Personal information
- Date of birth: 30 October 1972 (age 53)
- Place of birth: Belgrade, SR Serbia, SFR Yugoslavia
- Height: 1.79 m (5 ft 10 in)
- Position: Attacking midfielder

Senior career*
- Years: Team / Apps / (Gls)
- 1994–1995: Hajduk Kula / 14 / (3)
- 1997–2001: Litex Lovech / 55 / (24)
- 2001–2002: CSKA Sofia / 1 / (0)

International career
- 1998: Bulgaria / 1 / (0)

Managerial career
- 2003–2004: Litex Lovech
- 2005–2006: Litex Lovech (assistant)
- 2006–2008: Sliven
- 2009: Spartak Varna
- 2009–2010: Sliven

= Dragoljub Simonović (footballer) =

Bulgarian footballer

Dragoljub Simonović (Драгољуб Симоновић, Драголюб Симонович; born 30 October 1972) is a former footballer. Born in Yugoslavia, he represented Bulgaria internationally.

==Playing career==
Simonović began his club career at the local Hajduk Kula, before transferring to Bulgarian Litex Lovech in 1997, where he won the 1998–99 Bulgarian Championship. In 2001, he transferred to CSKA Sofia.

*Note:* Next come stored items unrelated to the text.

PR #483, opened 2026-05-22
Offload rendering server nvenc

astro-friedel:
This PR should not be reviewed until after https://github.com/ILLIXR/ILLIXR/pull/481 is approved and merged.

NVIDIA encoder version of this plugin

PR #484, opened 2026-05-22
Removing Symlinks

astro-friedel:
This PR should not be reviewed until after https://github.com/ILLIXR/ILLIXR/pull/483 is approved and merged.

This PR refactors ILLIXR to remove all symlinks. This is because Windows does not support them and will break its builds. Specifically:

Headers have been moved around so that any simlinks are no longer necessary
Symlinks in documentation now rely on CMake making copies of the files at configure time
README.md file symliks have been removed from plugin directories


include/illixr/data_format/poses/palm_pose.hpp
```diff
@@ -40,7 +40,7 @@ struct palm_pose : xrt_space_relation {
  * XR_EXT_palm_pose or the PALM joint of XR_EXT_hand_tracking.
  */
 struct palm_poses_pair : public switchboard::event {
-    std::map<hand, palm_pose> hands;       //!< Per-hand palm pose keyed by @c hand
+    std::map<side, palm_pose> hands;       //!< Per-hand palm pose keyed by @c hand
```
qinjunj, line 43: Just a note: this change seems to be out of the scope of this PR. 

What does `side` mean?

include/illixr/data_format/serialization/combined_pose.hpp
```diff
@@ -11,13 +11,13 @@ namespace boost::serialization {
 #ifdef USING_OPENXR
 
 template<class Archive>
-void serialize(Archive& ar, ILLIXR::data_format::pose::combined_pose& data, const unsigned int version) {
-    (void) version;
+void serialize(Archive& ar, ILLIXR::data_format::pose::combined_pose& data, const unsigned int) {
```
qinjunj, line 14: Is the second argument still needed?

include/illixr/imgui/backends/imgui_impl_allegro5.h
```diff
@@ -0,0 +1,40 @@
+// dear imgui: Renderer + Platform Backend for Allegro 5
```
qinjunj, line 1: What is `Allegro` used for?

include/illixr/global_module_defs.hpp
```diff
@@ -16,10 +16,10 @@ namespace ILLIXR {
 /// Display parameters
 struct display_params {
     // Display width in pixels
-    static constexpr unsigned width_pixels = 2880;
+    static constexpr unsigned width_pixels = 1680;
```
qinjunj, line 19: Why are the changes?

qinjunj (commented):
Can you explain the purpose and usage of the entire `include/illixr/imgui/`? And why would it be part of this PR? 

Same question applies to many other changes in this PR. Please make sure that the PRs are rebased correctly so we are not applying changes repeatedly.

include/illixr/data_format/serialization/combined_pose.hpp
astro-friedel: It is a required argument for all serialize functions. The API is set by Boost, not ILLIXR.

include/illixr/data_format/poses/palm_pose.hpp
astro-friedel: It is technically not part of this PR. The PR's in this series each derive from master, so each one contains the changes from all the previous ones, which makes reviewing them out of sequence difficult.

include/illixr/global_module_defs.hpp
astro-friedel: They are changed to match the Quest 3.

include/illixr/imgui/backends/imgui_impl_allegro5.h
astro-friedel: As far as I know it is not. I just moved the imgui code we had to another location to remove the symlink, I did not add or remove any of the files.

astro-friedel:
We use imgui in the debugview plugin to display the data. It is part of this PR because it originally lived in utils, with a symlink in include (include/imgui -> utils/imgui). Since symlinks needed to be removed, this necessitated moving this code.

astro-friedel:

PR #485, opened 2026-05-22
Android base system

astro-friedel:
This PR should not be reviewed until after https://github.com/ILLIXR/ILLIXR/pull/484 is approved and merged.

This work merges the Android-based repository into the main ILLIXR repo. Specific changes include:

- Android-specific headers
- Updates to headers with ifdef logic to enable Android features
- Android build files (Gradle, Java, etc.)
- Updates to src for Android builds


src/main.cpp
```diff
@@ -39,7 +46,45 @@ static void sigint_handler([[maybe_unused]] int sig) {
...
 int main(int argc, const char* argv[]) {
+#    endif
+
+#    ifdef __ANDROID__
+    if (cmd == APP_CMD_INIT_WINDOW) {
+        const std::vector<std::string> plugins = {"tcp_network_backend", "udp_network_backend", "network_latency.tx",
+                                                  "offload_rendering_client", "openxr_interface"};
+
+        // EuRoC
+        setenv("ILLIXR_DATA", "/sdcard/Android/data/com.example.native_activity/mav0", true);
```
qinjunj, line 73: all hardcoded?

src/main.cpp
```diff
@@ -59,15 +104,46 @@ int main(int argc, const char* argv[]) {
...
-#ifndef NDEBUG
-    /// When debugging, register the SIGILL and SIGABRT handlers for capturing more info
-    std::signal(SIGILL, sigill_handler);
-    std::signal(SIGABRT, sigabrt_handler);
-#endif /// NDEBUG
+        /// Shutting down method 1: Ctrl+C
+        std::signal(SIGINT, sigint_handler);
+#    ifdef __ANDROID__
+        std::thread runtime_thread(ILLIXR::run, plugins, app);
+        runtime_thread.join();
```
qinjunj: `handle_cmd()` starts `ILLIXR::run(...)` on a new thread, but then immediately calls `runtime_thread.join()`. Since this callback runs from the NativeActivity event loop via `source->process(state)`, the join blocks the Android looper until the runtime exits. With `ILLIXR_RUN_DURATION` set to 1000000, lifecycle events like pause, term-window, destroy, and other app commands may not be processed for a very long time.

Is this by design?

src/main.cpp
```diff
@@ -59,15 +104,46 @@ int main(int argc, const char* argv[]) {
...
+        int                         ident;
+        int                         events;
+        struct android_poll_source* source;
 
-    return ILLIXR::run(result);
+        // If not animating, we will block forever waiting for events.
+        // If animating, we loop until all events are read, then continue
+        // to draw the next frame of animation.
+        do {
+            ident = ALooper_pollOnce(0, nullptr, &events, (void**) &source);
```
qinjunj: Consider `ALooper_pollOnce(-1, nullptr, &events, (void**) &source);` to avoid spinning

app/build.gradle
```diff
@@ -0,0 +1,81 @@
...
+
+def root_path = rootProject.getLayout().getProjectDirectory().getAsFile().getPath()
+def root_library_path = "${root_path}/android_libraries/third_party/"
+
+def home = System.getenv('HOME') ?: System.getenv('USERPROFILE')
+
+android {
+    signingConfigs {
+        debug {
+            storeFile file("${home}/illixr.keystore")
```
qinjunj, line 13: Are we making the release key and password public?

plugins/network_latency/rx/plugin.cpp
```diff
@@ -0,0 +1,71 @@
...
+threadloop::skip_option network_latency_rx::_p_should_skip() {
+    // Always run to check for incoming pings with minimal latency
+    // The threadloop will yield appropriately
+    return skip_option::run;
+}
+
+void network_latency_rx::_p_one_iteration() {
+    // Process all available pings from the buffered reader
+    while (true) {
+        auto ping = ping_reader_.dequeue();
```
qinjunj, line 35: Why using `buffered_reader` for the `ping_reader_`? Do we need to process all the old requests?

src/main.cpp
astro-friedel: Yes. On Android systems there is little choice for where files can go.

app/build.gradle
astro-friedel: We do not need to. Each person who uses the code will make their own key/password. There are instructions in the docs on how to do this.

src/main.cpp
qinjunj: Will others be able to directly use the code with hardcoded paths?

plugins/network_latency/rx/plugin.cpp
astro-friedel: We should, as it can also let us know about dropped packets and other diagnostics.

qinjunj: Okay. Just to note that dequeue() on buffered_reader is a blocking call. So if there is no ping available, this loop won't exit cleanly.

src/main.cpp
astro-friedel: this has been fixed

src/main.cpp
astro-friedel: this has been fixed

src/main.cpp
astro-friedel: There should be instructions for this. It looks like those got lost during all of my work. I will work on updating the documentation tomorrow.

plugins/network_latency/rx/plugin.cpp
astro-friedel: That is fine.

astro-friedel:

PR #486, opened 2026-05-22
Android services updates

astro-friedel:
This PR should not be reviewed until after https://github.com/ILLIXR/ILLIXR/pull/485 is approved and merged.

This work merges updates for the services plugins for the Android OS. Specific changes include:

- New common_lock and extended_window plugins (Android only)
- Changes to the remaining services plugins


include/illixr/switchboard.hpp
```diff
@@ -781,31 +792,39 @@ class MY_EXPORT_API switchboard : public phonebook::service {
...
     }
 
     [[maybe_unused]] unsigned long get_env_ulong(const std::string& var, const unsigned long _default = 0) {
-        std::string val = get_env(var, "");
-        if (val.empty())
-            return _default;
-        return std::stoul(val);
+        std::string val = get_env(var, std::to_string(_default));
+        try {
+            int res = std::stoul(val);
```
qinjunj: `int` will truncate the value

src/main.cpp
```diff
@@ -39,7 +46,45 @@ static void sigint_handler([[maybe_unused]] int sig) {
...
+        setenv("ILLIXR_ENABLE_PRE_SLEEP", "False", true);
+        setenv("ILLIXR_TCP_CLIENT_IP", "192.168.8.140", true);
+        setenv("ILLIXR_TCP_SERVER_IP", "192.168.8.158", true);
+        setenv("ILLIXR_TCP_CLIENT_PORT", "9000", true);
+        setenv("ILLIXR_UDP_CLIENT_PORT", "9002", true);
+        setenv("ILLIXR_TCP_SERVER_PORT", "9001", true);
+        setenv("ILLIXR_UDP_SERVER_PORT", "9003", true);
+        setenv("ILLIXR_IS_CLIENT", "1", true);
+        setenv("ILLIXR_USE_DEPTH_IMAGES", "0", true);
+        setenv("ILLIXR_USE_MOTION_VECTORS", "0", true);
```
qinjunj: What are motion vectors used for?
How is this flag different from `ILLIXR_USE_MOTION_VECTOR_IMAGES`?

include/illixr/switchboard.hpp
astro-friedel: fixed

src/main.cpp
astro-friedel: They are a Quest 3 specific data type that is used by its onboard spacewarp. The env var was incorrectly named, I have fixed it.

astro-friedel:

PR #13719, opened 2025-09-16
Fix: Show delete button all the times and allow deleting for all created observations

yash-learner:
## Proposed Changes
This pull request makes small improvements to the `DiagnosticReportForm` component, focusing on the logic for enabling and disabling the delete button for observations.

- The delete button is now shown for all observations when editing is enabled, not just when there are multiple observations.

He also played one match for the Bulgaria national team, against Algeria national team in 1998.

==Coaching career==
He had been appointed on 16 January 2006 as a manager of OFC Sliven 2000. Simonović won the Bulgarian second division thus qualified the club in top division for 2008–09 season. In January 2009 he became manager of Spartak Varna.